* _DESCRIPTION OF THE TASK_
Which lines in the material below contain the word "files"? Copy each of them.

##### DATA FOR ANALYSIS #####

PR #5849, opened 2018-08-16
cli(tsc): make LH.Flags type correct and consistent

brendankenny:
I've had a few TODOs sprinkled in the code to `fix Flags type`. I'm not exactly sure what I meant by that, but this PR makes sure our uses of `Flags` are all correct and gets to remove two places (`index.js` and `popup.js`) where we were coercing empty objects into Flags.

We allowed empty objects as flags there, and now the type system actually verifies that that's completely acceptable :)

We already had `LH.Flags` vs `LH.SharedFlagsSettings` (all properties shared by `LH.Flags` and `LH.Config.Settings`), and now I've added another level with `LH.Flags` vs `LH.CliFlags` (all properties *in addition* to `LH.Flags` that control just CLI functionality). This is another step in making `Flags` a little easier to reason about, because once they reach core, all those CLI flags aren't visible anymore (according to the type system). This means code really doesn't have to care if `Flags` originated from the CLI, someone calling the node module, the extension, or devtools.

Also spruces up type annotations in the CLI files (mostly removing `!`s), which haven't been touched in a while.

### DIFF
--- a/lighthouse-core/config/config.js
+++ b/lighthouse-core/config/config.js
@@ -160,18 +160,18 @@ function assertValidGatherer(gathererInstance, gathererName) {
 /**
  * Creates a settings object from potential flags object by dropping all the properties
  * that don't exist on Config.Settings.
- * TODO(bckenny): fix Flags type
  * @param {Partial<LH.Flags>=} flags
- * @return {Partial<LH.Config.Settings>}
- */
+ * @return {RecursivePartial<LH.Config.Settings>}
+*/
 function cleanFlagsForSettings(flags = {}) {
-  /** @type {Partial<LH.Config.Settings>} */
+  /** @type {RecursivePartial<LH.Config.Settings>} */
   const settings = {};
 
   for (const key of Object.keys(flags)) {
     // @ts-ignore - intentionally testing some keys not on defaultSettings to discard them.
     if (typeof constants.defaultSettings[key] !== 'undefined') {
-      const safekey = /** @type {keyof LH.SharedFlagsSettings} */ (key);
+      // Cast since key now must be able to index both Flags and Settings.
+      const safekey = /** @type {Extract<keyof LH.Flags, keyof LH.Config.Settings>} */ (key);
       settings[safekey] = flags[safekey];
     }
   }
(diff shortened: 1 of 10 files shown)


lighthouse-core/config/config.js
```diff
@@ -160,18 +160,18 @@ function assertValidGatherer(gathererInstance, gathererName) {
 /**
  * Creates a settings object from potential flags object by dropping all the properties
  * that don't exist on Config.Settings.
- * TODO(bckenny): fix Flags type
  * @param {Partial<LH.Flags>=} flags
- * @return {Partial<LH.Config.Settings>}
- */
+ * @return {RecursivePartial<LH.Config.Settings>}
```
brendankenny: It's a bug that this wasn't flagged before, but it wasn't until I made any change to `LH.Flags.output` that it started to be flagged (even though the problem is with `LH.Flags.throttling`, weirdly enough).

We just want to copy any `Settings` properties over from an instance of `Flags`, so the result will only have `Settings` properties but some may not be set. So `Partial<LH.Config.Settings>` would be correct if `Settings` were a simple object.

#####

* _OUTPUT OF THE EXERCISE_
Also spruces up type annotations in the CLI files (mostly removing `!`s), which haven't been touched in a while.
(diff shortened: 1 of 10 files shown)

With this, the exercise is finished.